Art Garfunkel will bring his singular voice to the Tarrytown Music Hall on Aug 10 for a roughly 80-minute musical performance, interspersed with readings from his collection of musings in his 2017 book, What Is It All but Luminous: Notes from an Underground Man. Here, the multi-Grammy winner and Rock & Roll Hall of Fame Inductee answers a few of our questions.
When did you realize you had a special talent?
I was 5 years old. I was already singing to myself in the alleyway between the brick buildings in my neighborhood in Queens. I was hearing that I had a gift and it was fun to warble the vocal cords, and I soon found that echo is the key. That was a big friend to my singing and that combination made me feel I was really good at this. So what got me started is reverb, baby.
What can you tell us about your show?
It’s 70 percent singing of songs and 30 percent reading of these things that I have been writing.
How do you structure the set list?
You finish a song and you imagine you’re the audience and you go, ‘What wants to come next?’ Should we give them a big fat hit right now? Is it time to make the rhythm jump a little? And fortunately, I have a lot of these hits to deal with it. My audience is older, they know ‘Scarborough Fair,’ they want to hear it.
What song are you most proud of?
‘Bridge Over Troubled Water.’ It’s sung well, and it’s produced beautifully.
And in your personal life?
I’m proud of my family; they’re beauties (he and his wife, Kathryn Luce Garfunkel, have two sons: James, 28, and Beau, 13).
You’ve accomplished so much. Are your bucket list items all ticked off?
I have not let it rip. There are places I’ve not been to. I find traveling is really bulky and getting tough, but I still have great curiosity to live and to burn with my curiosity. So it’s a contradiction — just when it’s tougher is when I most want to be connected to the world.

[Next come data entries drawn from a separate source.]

PR #181, opened 2019-04-10
Delete JS build files and webpack config

tischsoic:
**They are no longer needed since we have Webpack Encore.**


sunpietro (changes requested):
We have to think about moving the Babel config to meta. Otherwise, we are not able to control the output, because the default Babel config for Webpack Encore could be totally different from our needs that will end up with bigger files in output and with less possibilities regarding the usage of ESx features in our code (because some Babel plugins might not be included by default).

dew326 (approved):

sunpietro (approved):

PR #185, opened 2019-04-30
EZP-30506 : Add children count column in sub-items tab

guillaumeogier:
We add the children count column in the sub-items tab. We add the show / hide option on this new column.

JIRA : [https://jira.ez.no/browse/EZP-30506](https://jira.ez.no/browse/EZP-30506) 

image


SylvainGuittard:
@guillaumeogier thanks for your contribution.
Could you please add a screenshot to the description?
Thanks

PR #186, opened 2019-05-10
EZP-30530: Create a base for the new UDW

sunpietro:
https://jira.ez.no/browse/EZP-30530

## Things done

- [x] updated node modules dependencies,
- [x] introduced Jest testing framework,
- [x] created `BaseTabComponent` that provides features for content selection, displaying content meta preview and bookmarking content,
- [x] re-implemented the UDW module to render tabs based on a provided configuration. There are no default tabs by now,
- [x] created the `LoadingSpinnerComponent` that can be re-used in multiple places in our codebase,
- [x] created the `classnames` helper to allow adding CSS classes based on provided conditions,
- [x] created the `rastInfo` helper to get REST meta info from HTML meta tags.

Zrzut ekranu 2019-05-10 o 08 26 57

**Visual aspects are in progress and will be finalised in the final phase of development**


src/modules/common/loading-spinner/loading.spinner.component.js
```diff
@@ -0,0 +1,19 @@
+import React from 'react';
+import PropTypes from 'prop-types';
+import Icon from '../icon/icon';
+
+const LoadingSpinnerComponent = ({ extraClasses }) => {
+    const iconClasses = `c-loading-spinner ez-spin ez-icon-x2 ez-icon-spinner ${extraClasses}`;
```
dew326: Just a nitpick. You can use here the helper. Currently, this will have a trailing space in most cases, it's ugly in HTML :P

src/modules/common/classnames/classnames.js
```diff
@@ -0,0 +1,11 @@
+export const classnames = (classes) => {
```
dew326: I know the name is taken from the package but I think we should use camelCase here? If so the file name should also be changed to `class-names`.

src/modules/common/popup/popup.component.js
```diff
@@ -15,161 +18,110 @@ const MODAL_SIZE_CLASS = {
...
-        modal.one('hidden.bs.modal', this.props.onClose);
-    }
-
-    onKeyUp(event) {
-        const { originalEvent } = event;
-        const escKeyCode = 27;
-        const escKeyPressed = originalEvent && (originalEvent.which === escKeyCode || originalEvent.keyCode === escKeyCode);
+const Popup = (props) => {
+    const { footerChildren, additionalClasses, size, noHeader, children } = props;
+    const { hasFocus, onClose, title, subtitle } = props;
```
dew326, line 23: Why two `const` on `props`?

src/modules/common/popup/popup.component.js
```diff
@@ -15,161 +18,110 @@ const MODAL_SIZE_CLASS = {
...
+        if (isVisible) {
+            document.body.classList.add(CLASS_MODAL_OPEN);
+            document.body.classList.add(CLASS_NON_SCROLLABLE);
+
+            modal.on('keyup', onKeyUp);
+            modal.one('hidden.bs.modal', onClose);
+        } else {
+            modal.modal('hide');
+
+            window.document.body.classList.remove(CLASS_MODAL_OPEN, CLASS_NON_SCROLLABLE);
```
dew326, line 98: just `document`

src/modules/udw/services/universal.discovery.service.js
```diff
@@ -0,0 +1,243 @@
...
+};
+
+/**
+ * Loads location
+ *
+ * @function loadLocation
+ * @param {Object} params params hash containing REST config: token and siteaccess properties; locationId and offset
+ * @param {Function} callback
+ */
+export const loadLocation = ({ token, siteaccess, locationId, limit = QUERY_LIMIT, offset = 0 }, callback) => {
```
dew326, line 82: As far as I remember this endpoint can load multiple locations when you pass location comma separated. So probably we should name this `loadLocations`

src/modules/udw/services/universal.discovery.service.js
```diff
@@ -0,0 +1,243 @@
...
+};
+
+/**
+ * Finds locations related to the parent location
+ *
+ * @function findLocationsByParentLocationId
+ * @param {Object} params params hash containing REST config: token and siteaccess properties; parentLocationId and offset; sortClauses
+ * @param {Function} callback
+ */
+export const findLocationsByParentLocationId = (
```
dew326, line 144: The same it can find for multiple locations

src/modules/udw/services/universal.discovery.service.js
```diff
@@ -0,0 +1,243 @@
...
+/**
+ * Finds content matching a given text query
+ *
+ * @function findContentBySearchQuery
+ * @param {Object} restInfo REST config hash containing: token and siteaccess properties
+ * @param {String} query
+ * @param {Function} callback
+ * @param {Number} limit
+ */
+export const findContentBySearchQuery = ({ token, siteaccess }, query, callback, limit = QUERY_LIMIT) => {
```
dew326, line 191: probably `findLocationsBySearchQuery`

src/modules/udw/udw.module.js
```diff
@@ -0,0 +1,120 @@
...
+        return total;
+    }, {});
+
+    return contentTypesMap;
+};
+
+const UDWModule = ({ title, onClose, tabs, maxHeight }) => {
+    const [contentTypesMap, setContentTypesMap] = useState(null);
+    // useReducer maybe?
+    const [state, setState] = useState(() => {
```
dew326: Is it intentional to have here `state` instead of `activeTabId` like in the other places?

src/modules/common/popup/popup.component.js
sunpietro: I did it for better code readability. It was easier to scan narrower lines of code in these cases.

src/modules/common/popup/popup.component.js
sunpietro: I follow the convention we agreed some time ago when implementing self-invoking functions on load:
```
(function (global, doc) {})(window, window.document);
```

src/modules/udw/services/universal.discovery.service.js
sunpietro: I will correct it. It was just a copy-paste from the `src/modules/universal-discovery` directory

src/modules/udw/udw.module.js
sunpietro: Good catch!

dew326 (approved):

package.json
```diff
@@ -1,32 +1,39 @@
...
         "build": "webpack --config webpack.prod.js",
         "builddev": "webpack --config webpack.dev.js",
         "watch": "webpack --watch --config webpack.dev.js",
         "watchprod": "webpack --watch --config webpack.prod.js",
-        "fix-cs": "eslint --fix src/ && prettier --write src/**/*.js"
+        "fix-cs": "eslint --fix src/ && prettier --write src/**/*.js",
+        "test": "jest --config ./jest.config.js"
+    },
+    "dependencies": {
+        "react": "^16.2.0",
```
tischsoic, line 13: I think we should raise React version number to 16.8 as we are now using hooks so 16.8 is minimum.

src/modules/common/css-class-names/css.class.names.js
```diff
@@ -0,0 +1,11 @@
+export const createCssClassNames = (classes) => {
+    if (Object.prototype.toString.call(classes) !== '[object Object]') {
```
tischsoic, line 2: What I find handy in classnames package (https://www.npmjs.com/package/classnames) is possibility to pass string:
```js
 const className = classNames('c-month-day-view', {
        'c-month-day-view--past': isPast,
    });
```
and I would like to see similar functionality here. :) Ability to pass array would be also helpful. I'm also not convinced if we really need to avoid adding dependency on https://www.npmjs.com/package/classnames . From what I've checked size difference won't be big.

src/modules/udw/tabs/base.tab.component.js
```diff
@@ -0,0 +1,72 @@
...
+import { loadContentInfo } from '../services/universal.discovery.service';
+import { restInfo } from '../../common/rest-info/rest.info';
+import deepClone from '../../common/helpers/deep.clone.helper';
+
+const BaseTabComponent = ({ children }) => {
+    const contentTypesMap = useContext(ContentTypesContext);
+    const [showContentMetaPreview, setShowContentMetaPreviewState] = useState(false);
+    const [contentMeta, setContentMeta] = useState(null);
+    const [selectedContent, setSelectedContent] = useState([]);
+    const addContentTypeInfoToItem = (item) => {
```
tischsoic, line 13: We may consider moving some functions which does not use state, context etc. outside of react component. If done right it should improve code readability. :)
Now it is a little bit hard to read, at least here on Github. :P

sunpietro: Good point. Usually, I follow the convention of extracting non-component related code outside of component. In this case, I forgot about it. Will be fixed in one of the next PRs.

src/modules/common/css-class-names/css.class.names.js
sunpietro: I didn't like the approach coming from a mentioned library.
I prefer the way it is now because thanks to this approach we're not confusing developers with setting multiple params. There's only one param that takes an object with CSS class names as keys and conditions as values. Giving `true` as a value for a CSS class name, that has to be added always, is a really small overhead in my opinion. Compared to complexity of 2 params and 2 different approaches of setting a class name on an element.
What your take on this @dew326 ?

dew326: For me also too many arguments makes this method unnecessary complex.

tischsoic: OK, I'm glad I could hear your opinion. :)

PR #80, opened 2019-07-27
Backport recent dev commit #d0c33e5 to v1 branch

sssangha:
1. Downloaded DEM not cropped to product/bbox cutline
 2. Fixed check in mask/DEM that had erroneously overwritten existing mask/DEM even if the user wished to keep them.


dbekaert (approved):
looks good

What inspired you to write a book?
I was never inspired to write a book. I wrote because it started coming to me. I knew of a book publisher who wanted to see what I was writing, and he said, ‘I think you have a book here.’ And I responded… Maybe there is a commercial side to what I’ve been doing all along. Maybe I’ve been writing all this stuff to somebody like the world at large.
What’s next for you?
I’m one of these people who believes you don’t do a new elsewhere thing unless you are tired of what you are doing, and I am nowhere near that. I feel like somebody who got his voice back a few years ago and put together a show with a couple guys, and now we are refining this show, so I am early in that game.